Daniele Rotolo, PhD
Professor in Science, Technology and Innovation Policy – SPRU, University of Sussex Business School
Associate Professor - Department of Mechanics, Mathematics and Management, Politecnico di Bari
Matching MEDLINE/PubMed Data with Web of Science (WoS):
A Routine in R-language
Rotolo and Leydesdorff (2015)
Journal of the Association for Information Science and Technology, 66(10): 2155–2159
medlineR is a ruotine based on R language that enables to match data
from MEDLINE/PubMed with records indexed in the ISI Web of Science
(WoS) database, thus providing access to field (e.g. citation data, list of
cited reference, full list of the addresses of authors’ host organisations,
WoS subject categories) not available in MEDLINE/PubMed neither
directly in the MEDLINE interface of WoS. For a similar routine for
Windows-based computers see www.leydesdorff.net/medline/.
The R-script of medlineR is available here.
To run medlineR, the user has to follow a number of steps:
-
The user first installs R and the package "stringr". The latter can be installed from the R command line using the following string install.packages("stringr"). An Internet connection is required.
-
The user can identify a list of "PubMed Identifiers", namely PMIDs, in MEDLINE/PubMed to match with WoS data. The list of PMIDs can be derived from the set of publications obtained from the specific query the user is performing. The interface of MEDLINE/PubMed allows for the download of PMIDs in txt format. It is worth noting that medlineR can also work directly at WoS MEDLINE with a valid search string in the advanced-search interface. In this case, the user skips step 2 and step 3.
-
Assuming that the list is composed by M PMIDs, the user builds an advanced search string in the WoS MEDLINE interface according to the following syntax: PM = PMID_1 or PM=PMID_2 or ... PM=PMID_M. Conventional spreadsheets can be used to generate the search string.
-
This search string is then used to query the WoS MEDLINE through the advanced search interface. The query will return a list of documents. Each document can be accessed through a weblink. This implies that a url link is associated to each document the search retrieved.
-
The user has to input three parameters in the medlineR script:
(a) One of the url links to WoS MEDLINE documents (variable wosurl).
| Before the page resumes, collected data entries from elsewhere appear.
PR #1195, opened 2017-08-18
Fix inconsistent worldgen

Techlone:
An ore vein may be generated in the center chunk when a neighbor chunk is generating and the random depends of the neighbor chunk coordinates but it should depend of the center chunk coordinates.


draknyte1:
The only issue I have with fixing oregen is it makes existing maps inconsistent. Otherwise nice catch.

Blood-Asp:
As the current worldgen is fully random, independed of the worldseed, there is nothing that this PR makes oregen more inconstistent...

PR #1197, opened 2017-08-19
Fluid Canner cost reduction

JohannesGaessler:
I think Fluid Canners are currently too expensive.
Typically they do not actually process anything, they are just there for utility or because you need a certain Fluid as a Cell or vice versa.
As such I think a cost of 2 Circuits and 2 Pumps is not adequate.
This PR reduces the cost to 1 Circuit and 1 Pump.

This is what the new crafting recipe would look like:


tomasbrod:
Thank you!

PR #1199, opened 2017-08-21
Multi-lines tooltip support

Antifluxfield:
Use "/n " to seperate the tooltip to multiple lines.
Thanks @Exidex for your hint.


Exidex:
I guess it makes more sense to use `\n` as separator

Antifluxfield:
@Exidex Not a good idea. It will break the localization.

Dragon2488:
/n will not break anything, but looks much more familiar

Antifluxfield:
@Dragon2488 Sounds reasonable.

PR #1209, opened 2017-09-10
Odp speed improving

Techlone:
I forgot to add a changing of a basic speed for each ODP.
Now Mk4 is 2 times faster than Mk1. Basic speeds (for LV):
Mk1 - 960 ticks
Mk2 - 800 ticks (-16%)
Mk3 - 640 ticks (-20%)
Mk4 - 480 ticks (-25%)


Antillar:
So the speed of ore mining increases 2 times for a 64x energy usage increase? Cool.

Techlone:
@Antillar what? Why 64x? I wrote the times for **LV** energy hatch.
For example if you will use IV energy hatch (5th tier) then ODP Mk1 will work 60 ticks; Mk2 - 50 ticks; Mk3 - 40 ticks; Mk4 - 30 ticks.

Antillar:
Ah ok well, I get it. Spare osmium for constant speed and range buff with the same energy usage is very nice.

PR #1214, opened 2017-09-13
Update UO

Technus:
Quality of life changes, also added a piece of code that allows the drain ratio to change with speed multiplier.


ObKo:
So... Oil drilling rig now requires 4x (or 3x?) more energy and have the same rate.... GT oil is pretty useless now. Cycle is 8s (~16k EU at lowest tier) 325L of oil maximum, 50% is <10L, 80% - <100L 92% - <200L. 16k of EU = 80mB of light fuel = 76% of oil sources are useless. IMO, It's almost impossible to find reliable source. Now we have 6 times less (slower) oil than first versions of GT5e, because it already was nerfed by half this year.

PR #1220, opened 2017-09-15
Fix empty oregen

Antifluxfield:
I've just noticed the issue GTNewHorizons/NewHorizons#1909, and this is an alternative fix other than @richardhendricks 's patch.
I mean, why don't we use a dimensional-specified ore vein list? This will cost a bit time to initialize for each dimension, but then it will then speed-up the oregen since it can obviously increase the hit ratio when searching for a random available vein. And the issue should be caused by that the hit failed for too much times when the available vein is occupying a really low proportion in all of the veins.


richardhendricks:
Yes, that would have been my preferred solution.  The empty oregen isn't caused by the hit ratio really, it's more caused by the height limitations.  If an oremix is valid for the dimension, but the chunk doesn't match the height requirements, the chunk stays empty.  My code causes the ore layer to return false if it wasn't able to place any ore at all due to height (or a chunk filled with non-stone, for that matter).

This solution allows us to limit the attempts to known valid oremixes, which will help chunk generation time since we don't have to pass all those variables down to Ore_Layer only to decide not to do it, and the search space for the weighted list is smaller.  And the current 256 limit of attempts can be reduced to something reasonable, since it would directly control how many tries are given to place a valid vein, instead of trying to pick a valid oremix.  

If you check 1909 in 03.log, you can see in Twilight Forest, a valid orevein can take 30+ attempts with valid oremixes to be located (and that there are chunks that give up placing oreveins after reaching the 256 attempt limit). I think a reasonable number would be 4-8 times.  If 4-8 valid oremixes couldn't be placed due to height, too bad so sad you still get an empty chunk, but at least we tried.

Antifluxfield:
Hmmm... I mean what we need to fix is only the empty oregen in that stony world. The height limit can cause a oregen with actually no ore blocks; but I think that's acceptable, because we are used to it and treat it as a feature; but the try-and-fail cycle which exceeds the attempt limit should be an unexpected situation.

richardhendricks:
The stony world empty oregen was an issue with changes that, as far as I know, were only implemented in GTNH GT5U, not mainline Blood-Asp.

Antifluxfield:
Nope. I've already reproduced it:
I disabled most of the veins except for the platinum, and build a superflat world with 250 layers of stones. That is heigh enough for all kinds of vein, so we think that the world should be full of platinum veins:
image
(Ignore that black area. That's where I deleted some stone blocks in-game)
But before we fix it, what it actually generated is like this. And what I attemt to fix is those holes:
image
Like this. No more unexpected empty vein.
Besides, if the vein is cut or erased by the terrian, just let it be. Every experienced GT player have encountered it and know it could really happen.

richardhendricks:
Are those scattered dots small ores?  Because in the GTNH bug, the small ores wouldn't spawn in the chunk either.

Antifluxfield:
Yep.
I may try to find out what happened in GTNH; but that should be another issue.

Techlone:
<h6>

>an issue with changes that, as far as I know, were only implemented in GTNH GT5U

>in the GTNH bug, the small ores wouldn't spawn in the chunk either

Is GTNH even playable? :)
</h6>

Dream-Master:
@Antifluxfield @richardhendricks if you push code to Blood asp branch that fix some thing can you do it for GTNH too or is this allready added ?

richardhendricks:
My changes don't fix anything, just add orevein density control as a variable, and debug messages that can be enabled for the cleanroom.  I'll rebase to the latest GTNH version and provide a pull request for the cleanroom debug.  The orevein changes I want to hold off on until I get a feel for the difference in chunkgen times.

Antifluxfield:
I found that those empty generation without small ores can also be reproduced in this branch, if you move like this:
image
Those 1x1-chunk-sized areas which missing GT ores occurs randomly; but the 4 continuous 3x3-chunk-sized areas in the middle occurs stablely. I'm not really sure how they happened; but I hope the new oregen logic can cover them.

Antifluxfield:
#1227 should be a better fix.

Antifluxfield:
I reopen this repo because of the cascading world gen problem in @Dimach 's pr. Seems that this problem is one of the main reason why we generate the ores only when all 3x3 chunks exists.
I also append some commits for config imporvements simillar to #1227.

PR #1221, opened 2017-09-15
Textures renaming I

Techlone:


Blood-Asp:
I was just about to ask you WTF you are doing. Then i read the 1.10.2...

PR #1309, opened 2017-11-29
Fix wrong translation

Antifluxfield:


draknyte1 (commented):
What's 161 if not the correct entry?

Antifluxfield:
@draknyte1 https://github.com/Blood-Asp/GT5-Unofficial/blob/unstable/src/main/java/gregtech/api/util/GT_LanguageManager.java#L269
“ secs”...

draknyte1:
I do wonder how that was done wrong..

draknyte1 (approved):

PR #1311, opened 2017-12-01
Fixed RawRubber from Isoprene recipe

JohannesGaessler:
Two recipes for chemically producing Rubber currently do not work correctly.
It seems I accidentally adjusted the same value twice instead of adjusting two values once each.
In consequence the recipes produced too little rubber and duped cells.


draknyte1 (approved):
Approved provided these don't need rebalancing.

PR #1316, opened 2017-12-03
Small lava boiler "calcification" mechanic

SteelGiant87:
This patch introduces a new mechanic to the small steel lava boiler, to bring it's performance more in line with the other early game single block boilers.

The boiler will produce on average one impure stone dust per bucket of lava consumed. The stone dust is placed in the output slot. Empty lava buckets are now placed back into the input slot.

The efficiency of the boiler will drop from 100% when the output slot is empty, to 33% when the output slot is full, representing the boiler becoming less efficient as it become clogged with cooled lava residues. The slot can be emptied by hand, and does not require the boiler to be break/replaced.

The reason for this change is that currently the small lava boiler is very powerful early game, and very easy to automate (a single fluid conduit). A single drum of lava from the nether takes about 10 minutes to acquire using a bucket, and generates ~25M EU in this boiler, and requires no further intervention, making lava power both least effort and the most powerful early game option.

Open to balance suggestions regarding minimal efficiency percentage and rate of efficiency loss. Currently it will take about 8 hours continuous use to reach the minimum 33% efficiency, so this represents a very minor nerf to the early game, but does make the single block lava boiler less viable to spam into the midgame.

### DIFF
--- a/src/main/java/gregtech/GT_Mod.java
+++ b/src/main/java/gregtech/GT_Mod.java
@@ -227,6 +227,7 @@ public class GT_Mod implements IGT_Mod {
         gregtechproxy.mIncreaseDungeonLoot = tMainConfig.get(aTextGeneral, "IncreaseDungeonLoot", true).getBoolean(true);
         gregtechproxy.mAxeWhenAdventure = tMainConfig.get(aTextGeneral, "AdventureModeStartingAxe", true).getBoolean(true);
         gregtechproxy.mHardcoreCables = tMainConfig.get(aTextGeneral, "HardCoreCableLoss", false).getBoolean(false);
+        gregtechproxy.mSmallLavaBoilerEfficiencyLoss = tMainConfig.get(aTextGeneral, "SmallLavaBoilerEfficiencyLoss", true).getBoolean(true);
         gregtechproxy.mSurvivalIntoAdventure = tMainConfig.get(aTextGeneral, "forceAdventureMode", false).getBoolean(false);
         gregtechproxy.mHungerEffect = tMainConfig.get(aTextGeneral, "AFK_Hunger", false).getBoolean(false);
         gregtechproxy.mHardRock = tMainConfig.get(aTextGeneral, "harderstone", false).getBoolean(false);
--- a/src/main/java/gregtech/common/GT_Proxy.java
+++ b/src/main/java/gregtech/common/GT_Proxy.java
@@ -132,6 +132,7 @@ public abstract class GT_Proxy implements IGT_Mod, IGuiHandler, IFuelHandler {
     private final DateFormat mDateFormat = DateFormat.getInstance();
     public ArrayList<String> mBufferedPlayerActivity = new ArrayList();
     public boolean mHardcoreCables = false;
+    public boolean mSmallLavaBoilerEfficiencyLoss = true;
     public boolean mDisableVanillaOres = true;
     public boolean mNerfStorageBlocks = true;
     public boolean mHardMachineCasings = true;
--- a/src/main/java/gregtech/common/tileentities/boilers/GT_MetaTileEntity_Boiler_Lava.java
+++ b/src/main/java/gregtech/common/tileentities/boilers/GT_MetaTileEntity_Boiler_Lava.java
@@ -10,10 +10,12 @@ import gregtech.api.metatileentity.MetaTileEntity;
 import gregtech.api.objects.GT_RenderedTexture;
 import gregtech.api.util.GT_ModHandler;
 import gregtech.api.util.GT_OreDictUnificator;
+import gregtech.api.util.GT_Utility;
 import gregtech.common.GT_Pollution;
 import gregtech.common.gui.GT_Container_Boiler;
 import gregtech.common.gui.GT_GUIContainer_Boiler;
 import net.minecraft.entity.player.InventoryPlayer;
+import net.minecraft.item.ItemStack;
 import net.minecraftforge.common.util.ForgeDirection;
 import net.minecraftforge.fluids.FluidStack;
 import net.minecraftforge.fluids.IFluidHandler;
@@ -24,6 +26,8 @@ public class GT_MetaTileEntity_Boiler_Lava
         super(aID, aName, aNameRegional, new String[]{
                 "A Boiler running off Lava",
                 "Produces 600L of Steam per second",
+                "Drops to 200L of Steam per second as byproduct fills",
+                "Clean out byproducts to keep efficiency high",
                 "Causes 20 Pollution per second"});
     }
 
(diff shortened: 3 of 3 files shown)


draknyte1:
Make it configurable and default off. 

Lava boilers require steel, nether requires steel, it's not really exploitable. 

If it's not automatable, I'd give this less weight as a wanted feature. (People don't like losing automation early game)

Don't balance features based on pipes from EIO.

draknyte1 (changes requested):
As above.

SteelGiant87:
I'll try to get back to this later in the week.

SapientMC:
>  A single drum of lava

Just don't put ExUtilities to modpack with GT.

SteelGiant87:
> Just don't put ExUtilities to modpack with GT.

This change will have no effect on standalone GT early game if players are still hand loading the machines with buckets, as then they will still be able to do that and clean out the slot at the same time. I was pointing out one way in which this block is much more powerful than the other single block boilers of its tier, which allows it to massively outperform them in the early and mid game when used in the most popular modpacks.

The objective is to bring this machine in line with the other early game single block boilers, which have all been modified (not by me, [by Blood Asp himself](https://github.com/Blood-Asp/GT5-Unofficial/commit/873902f4bf6c97a9ab33c18cce62a7cdfebfd9c0#diff-89495a35f7036362312fb25f74072dc0)) to be impossible to automate: the small boilers by not being able to pipe (char)coal in, and the small solar boiler by the calcification mechanic requiring the player to break and replace periodically. This change does not make it impossible to automate the boiler, unlike the other options, it merely slightly lowers the efficiency over time (and never to zero) so that while this block is _still_ both the most powerful and the easiest to use of the single block boilers, it has a minor drawback that will make the user want to move onward to higher technologies.

SapientMC:
Ok. I agree. High Pressure Coal Boilers can not be fully automated and will stop working when output slot are full. Think HP Lava Boiler should do the same instead of working with less efficiency.

SteelGiant87:
I might be able to get back to this tomorrow, but I now have two conflicting suggestions: one to make this change optional, and one to make it significantly harsher and stop working entirely.

I'm not sure who to follow. Is there even a way to get a list of who has access to a repository?

SapientMC:
Сalcification and efficiency mechanic are made for "Low pressure" Boilers. HP Boilers works with full efficiency until they can. HP Coal already has the conditions for stopping work, HP Lava should have it too.

draknyte1:
There's all of three (Blood, Johannes & Me) of us who have made a commit in the last 6months. 

I meant removal of output automation makes the change shit. If manual clearing of the output slot is required, its a horrible change. 

I'm not sure how it's so hard to do both. 
Make it a config option, make it lose efficiency and make it lose efficiency until full. I don't think any boilers should stop when full, because they require so much manual maint. The key point being raised is a thing called consistency. All small boilers should have the same mechanics. The solar boiler really being an exception.

leagris:
I advocates not doing these changes.
What real issue are you trying to fix?
Do you have citations of real cases where players actually abused/spamed small boilers or broke game balance in some way using these small boilers?
Does you change provide a better game-play with new features or help players evolve with better power sources?

I think players are already doing too much nursing of these boilers with manual feeding fuel they probably also manually harvest from a charcoal pile, or manually mine from coal/lignite veins doing repeated back and forth travels between their base and fuel source; without any automation available within Gregtech, at such low level tech where small boilers are a must have; because these are the sole option besides spaming already handicapped solar boilers.

I think you are trying to make player experience even worse.
You all already turned Gregtech5 into a perpetual frustration. This is the kind of change that add even more restrictions instead of expanding options and creativity.

For this reason I disapprove this change or stopping boilers once output slot is full of ashes.

NNM42:
agree with Lea

SteelGiant87:
> There's all of three (Blood, Johannes & Me) of us who have made a commit in the last 6months.

Really? I asked because I saw about 10 names just looking through the last couple of months of commits.

> I meant removal of output automation makes the change shit. If manual clearing of the output slot is required, its a horrible change.

I was suggesting that as a mechanic, as it would be consistent with the small bronze/steel coal boilers, which were explicitly modified to be unable to automate cleaning of output. I can try and make it possible to remove stuff from the output slot automatically, although I note that the base single block class was changed to explicitly disable this.

> I'm not sure how it's so hard to do both.
> Make it a config option, make it lose efficiency and make it lose efficiency until full. I don't think any boilers should stop when full, because they require so much manual maint. The key point being raised is a thing called consistency. All small boilers should have the same mechanics. The solar boiler really being an exception.

Ok, I can make it a config option. The current implementation does as you ask and makes it lose efficiency as output fills and it does not stop when full, just bottoms out at 1/3 production rate. Let me know if the current implementation fits with what you want.

SteelGiant87:
@leagris my intention is not to make gameplay a more frustrating experience, but to make climbing the tech tree a more rewarding exercise.

I remember when a couple of years ago I set up a nuclear reactor, costing thousands of metal plates of various varieties for the blocks and components, and a complex fuel processing chain, and it only outputs a few hundred EU/t. A reactor now seems to be gated behind EV components, although the fluid reactors look to have had a buff. (Please correct me if I'm wrong, I'm only at MV on my current playthrough).

These single block lava boilers cost 10 steel each. They produce 600 steam/second, which is 30 steam/tick. In an LV turbine this converts 2 steam to 1 EU at 0.85 efficiency, so a single boiler can produce (30 / 2) * 0.85 EU/t = 12.75 EU/t. You can get 1A of MV for 100 steel, and 1A of HV for 400 steel. The fuel for these boilers is effectively limitless as it can be obtained from a dimension that is literally full of the stuff.

In my current playthrough I had intended to use diesel generators, however when I saw how powerful these boilers were, and the majority of my effort was spent gathering and refining oil to fuel, the fact that I could have instead just set down one pump anywhere in the nether and had a better return in vastly less time made oil look effectively useless as a power source in comparison. This was my motivation for trying to find a change that doesn't nerf lava boilers into uselessness, but also makes them not all of the cheapest and easiest and most powerful to use.

These features combined makes the lava boilers look out of place in the progression to me. I took from the changes to the other low tier single block boilers that the design intent in modifying them was to make it less desirable to spam many low single tier boilers by preventing automation, in order to make the more mechanically rich multi block boilers a better choice once they became available.

As I see it, this change would not significantly degrade the capabilities of the lava boiler within the small number of hours it takes to obtain other power sources, thus not significantly increasing grind in the early game, but does encourage players to move on to new options once they have the capability.

draknyte1 (changes requested):
Still requires a config option.

Blood-Asp:
The calcification of the Solar Boiler has also no config option. But it is missing a way to show the current state in the gui and clean it without pickup+place. So i would really like to see these functions added.

All the steam age boilers have some not automatable function that will make them stop working or low efficency after a few days without maintainance. Only the lava boiler was missed by me.

The efficency of the lava boiler is really high, even the large heat exchanger can only top it with superheated steam. And yes, i saw many that were spamming them mid game for HV+ power.

And as it was mentioned above: The Nuclear was boosted a lot. Default EU direct output 2xEU/t. Fluid reactor 4x boost. using fluid reactor + Large heat exchanger + superheated steam i managed to get 8800EU/t from 4 quad fuel rods. Before the reactors where about HV tier and at the same level as many other energy sources. now it fills the hole beween the HV powergens and fusion.

SteelGiant87:
Apologies for not being able to get back to this, been busy in the run up to Christmas, hopefully have time again soon.

I would be keen to do as you say and add some UI information and non break/replace cleaning of the solar boiler.

Are we now leaning towards neither or both solar and lava boilers having efficiency configs?

Really looking forward to trying out the new (for me) nuclear.

Blood-Asp:
@SteelGiant87 I'm now back on merging/Fixing at last for a few days and Christmals is also long over. How is it looking for you? Going to finish this up?

SteelGiant87:
Apologies, more things came up.

I will try to get it done by this weekend.

SteelGiant87:
Ok, finally had a chance to put this in. There is now a config option that allows this feature to be disabled. If the option is disabled, the byproduct will still be created, but there will be no efficiency decrease.

(Also a minor enhancement: when efficiency is lower, water consumption is reduced proportional to the reduction in steam output.)

draknyte1 (approved):

PR #1318, opened 2017-12-07
Fixed the spelling of Colour across the entire project.

draknyte1:
Because we're not American.
If we were, we'd also be using Aluminum, but we don't.


JohannesGaessler:
I generally don't care which spelling standard we use (except for Aluminium).
However, I think that if we're gonna choose one we should document it somewhere, preferably in the file that sets standards for PRs.
Also, what about other words that follow the American spelling conventions, such as 'centered' instead of 'centred'?

src/main/java/gregtech/api/gui/GT_GUIContainerMetaTile_Machine.java
```diff
@@ -27,12 +27,12 @@ public GT_GUIContainerMetaTile_Machine(InventoryPlayer aInventoryPlayer, IGregTe
...
-            if (tColor < ItemDye.field_150922_c.length) {
-                tColor = ItemDye.field_150922_c[tColor];
-                GL11.glColor4f(((tColor >> 16) & 255) / 255.0F, ((tColor >> 8) & 255) / 255.0F, (tColor & 255) / 255.0F, 1.0F);
-            } else GL11.glColor4f(1.0F, 1.0F, 1.0F, 1.0F);
-        } else GL11.glColor4f(1.0F, 1.0F, 1.0F, 1.0F);
+        if (GregTech_API.sColouredGUI && mContainer != null && mContainer.mTileEntity != null) {
+            int tColour = mContainer.mTileEntity.getColourization() & 15;
+            if (tColour < ItemDye.field_150922_c.length) {
+                tColour = ItemDye.field_150922_c[tColour];
+                GL11.glColour4f(((tColour >> 16) & 255) / 255.0F, ((tColour >> 8) & 255) / 255.0F, (tColour & 255) / 255.0F, 1.0F);
```
Quantum64: You can't change the spelling on GL11 methods. This won't even compile.

draknyte1:
Any GL functions were fixed in commit 2. 
https://github.com/Blood-Asp/GT5-Unofficial/commit/259ca719445a6151d3e2ddb7f2fd041c313c5985

It has 0 project errors and should compile fine.

Quantum64:
I see

Antifluxfield:
Wait... What about the backward compatibility? Like the tiles colored by tag "mColor", and the addons referencing those interfaces, methods and fields (if there are any of them)?

Blood-Asp:
this seems useless to me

To do so, the user can access to the first document in the list and copy-paste, between quotation marks, the url link associated with this document in the R code – medlineR will use this url to generate the remaining ones automatically. [If the user build a search string in the advanced search interface of WoS MEDLINE and the search returns more than 10 documents, the url associated to one of these documents will have the following format: "http://apps.webofknowledge.com/full_record.do?product=MEDLINE&search_mode= AdvancedSearch&qid=***&SID=***&page=***&doc=***". Stars replace codes that are generated by WoS MED- LINE according to the performed search and the session number. In the case of a search in the general in- terface the url will have the following format: "http://apps.webofknowledge.com/full_record.do?product=MEDLINE&search_mode=GeneralSearch&qid=***&SID=***&page=***&doc=***".](b) The number of documents to collect (variable numdocs).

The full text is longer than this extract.